Kings need an identity. They need a game changer. Martin is all-star caliber, but he can't be your best player. Hawes and Thompson are above average players, but if you put an all-star caliber 3 or 1 next to them they become so much better. Kings are in a real rebuilding mode right now.


----------



## Cris

It's a toughy with all their committed money and with Hawes and others. I just feel like he is not their answer to their problems. But then again, I couldn't really tell you what that answer is to begin with.


----------



## qross1fan

I disagree. I like the potential future I see from the Kings. Martin is one of the premier scorers in the league, as shown by his 1.55 points per shot average and ability to get to the line at will (10.3 attempts a night). Francisco Garcia will be a glue guy coming off the bench and Hawes-Thompson have nice potential, and I'll go as far as saying, both have All-Star potential. Toss in Jennings/Rubio/Griffin to go with those four and you have a nice young squad.


----------



## Floods

I want Rubio. Martin, Thompson, and Hawes are three players with some serious upside, a good point guard like Rubio would be an ideal addition.


----------



## RollWithEm

Jacoby_Ellsbury said:


> I want Rubio.

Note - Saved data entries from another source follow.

PR #143, opened 2020-10-05
Clarify line breaking and indentation for theorems/definitions

Vierkantor:
Some clarifications in the style guide.

 * These rules apply for `def` and for `lemma`/`theorem`
 * Indent assumptions / conclusion after a line break
 * Short theorems can also fit on one line.

### DIFF
--- a/templates/contribute/style.md
+++ b/templates/contribute/style.md
@@ -92,7 +92,7 @@ New bibliography entries should be added to `docs/references.bib`.
 
 See our [documentation requirements](doc.html) for more suggestions and examples.
 
-### Structuring definitions and theorems ###
+### Structuring definitions and theorems
 
 These guidelines hold for declarations starting with `def`, `lemma` and `theorem`. For "theorem statement", also read "type declaration of a definition" and for "proof" also read "definition body".
 
--- a/templates/contribute/style.md
+++ b/templates/contribute/style.md
@@ -94,7 +94,7 @@ See our [documentation requirements](doc.html) for more suggestions and examples
 
 ### Structuring definitions and theorems
 
-These guidelines hold for declarations starting with `def`, `lemma` and `theorem`. For "theorem statement", also read "type declaration of a definition" and for "proof" also read "definition body".
+These guidelines hold for declarations starting with `def`, `lemma` and `theorem`. For "theorem statement", also read "type of a definition" and for "proof" also read "definition body".
 
 Use spaces around ":", ":=" or infix operators. Put them before a line break rather
 than at the beginning of the next line.
--- a/templates/contribute/style.md
+++ b/templates/contribute/style.md
@@ -94,6 +94,8 @@ See our [documentation requirements](doc.html) for more suggestions and examples
 
 ### Structuring definitions and theorems ###
 
+These guidelines hold for declarations starting with `def`, `lemma` and `theorem`. For "theorem statement", also read "type declaration of a definition" and for "proof" also read "definition body".
+
 Use spaces around ":", ":=" or infix operators. Put them before a line break rather
 than at the beginning of the next line.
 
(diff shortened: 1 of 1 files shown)


templates/contribute/style.md
```diff
@@ -94,6 +94,8 @@ See our [documentation requirements](doc.html) for more suggestions and examples
 
 ### Structuring definitions and theorems ###
 
+These guidelines hold for declarations starting with `def`, `lemma` and `theorem`. For "theorem statement", also read "type declaration of a definition" and for "proof" also read "definition body".
```
Vierkantor, line 97: Anyone know a good way to express "type declaration of a definition"?

templates/contribute/style.md
```diff
@@ -107,6 +109,22 @@ theorem nat_case {P : nat → Prop} (n : nat) (H1: P 0) (H2 : ∀m, P (succ m))
...
+namespace nat
+
+lemma le_induction {P : ℕ → Prop} {m}
+  (h0 : P m) (h1 : ∀ n, m ≤ n → P n → P (n + 1)) :
+  ∀ n, m ≤ n → P n :=
+by apply nat.less_than_or_equal.rec h0; exact h1
+
+def decreasing_induction {P : ℕ → Sort*} (h : ∀ n, P (n + 1) → P n) {m n : ℕ} (mn : m ≤ n)
+  (hP : P n) : P m :=
+le_rec_on mn (λ k ih hsk, ih $ h k hsk) (λ h, h) hP
```
eric-wieser, line 123: Playing devils advocate - is this more readable as
```suggestion
lemma le_induction {P : ℕ → Prop} {m}
(h0 : P m) (h1 : ∀ n, m ≤ n → P n → P (n + 1)) :
  ∀ n, m ≤ n → P n :=
by apply nat.less_than_or_equal.rec h0; exact h1

def decreasing_induction {P : ℕ → Sort*} (h : ∀ n, P (n + 1) → P n) {m n : ℕ} (mn : m ≤ n)
(hP : P n) :
  P m :=
le_rec_on mn (λ k ih hsk, ih $ h k hsk) (λ h, h) hP
```
or
```suggestion
lemma le_induction {P : ℕ → Prop} {m}
  (h0 : P m) (h1 : ∀ n, m ≤ n → P n → P (n + 1)) :
    ∀ n, m ≤ n → P n :=
by apply nat.less_than_or_equal.rec h0; exact h1

def decreasing_induction {P : ℕ → Sort*} (h : ∀ n, P (n + 1) → P n) {m n : ℕ} (mn : m ≤ n)
  (hP : P n) :
    P m :=
le_rec_on mn (λ k ih hsk, ih $ h k hsk) (λ h, h) hP
```
Essentially, do we want some subset of the addition rules:
* Wrapped arguments are not indented
* A newline must appear after the colon if the argument list spanned multiple lines
* If a newline appears after a colon, the theorem statement gains another level of indentation

Vierkantor: Note that the goal of the pull request is descriptive: I wrote down what I understand as the current mathlib style. If we want to make changes to the conventions, let's make a poll on Zulip first.

For the record: I agree that it's almost always more readable to require a line break after `:` and `:=`, with the main exception being when the theorem is called  `bar_of_foo`, so we'd expect the conclusion line to be `foo -> bar`. If we turn `foo` into a named argument, I prefer keeping it on the same line. Something like:
```lean
lemma no_divisors_of_gcd_eq_one {x y : R}
  (h : gcd x y = 1) : ∀ z, z | x -> z | y -> is_unit z :=
sorry
```

templates/contribute/style.md
robertylewis: "type of a definition"? "declared type of a definition"?

templates/contribute/style.md
```diff
@@ -94,6 +94,8 @@ See our [documentation requirements](doc.html) for more suggestions and examples
 
 ### Structuring definitions and theorems ###
```
robertylewis, line 95:
```suggestion
### Structuring definitions and theorems
```

templates/contribute/style.md
Vierkantor:
```suggestion
These guidelines hold for declarations starting with `def`, `lemma` and `theorem`. For "theorem statement", also read "type of a definition" and for "proof" also read "definition body".
```

PR #144, opened 2020-10-07
Expand two entries in `lean.bib`

Vierkantor:
I saw that my `ring_exp` paper only had a short description in `lean.bib`, so I added information from dblp to the two entries that could be expanded.


bryangingechen:
Thanks!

Martin, Thompson, and Hawes are three players with some serious upside, a good point guard like Rubio would be an ideal addition.


I actually think Blake Griffin would be the better choice. A frontline rotation of Griffin/Hawes/Thompson reminds me of a less under-sized and better defensive Boozer/Okur/Millsap. Also, Diogu is a solid #4 big man. Throw in Nocioni and Garcia at the 3 and Martin/McCants at the 2 spot and you can trot out almost any PG. Udrih and Bobby Jackson will do for now.


----------



## Floods

Point guard is not a position where you can just 'trot em out'. Thabeet is also a project, the last thing the Kings need at this point in time.


----------



## Dissonance

If you get the #1 pick, you keep it and you take Griffin, regardless of need. As much as I like Rubio, something about him that makes me hesitant about taking him there.


----------



## rocketeer

i think the kings need to go with rubio regardless of whether they get the top pick or not. they don't need blake griffin. if they draft rubio, they're still going to have a high pick next year as well in a draft that should be loaded with top big man talent(greg monroe specifically would be great for the kings but ed davis, cole aldrich, derrick favors, etc should all be there as well).

just look at the guys they are currently committed to long term and what their ideal role on the team would be.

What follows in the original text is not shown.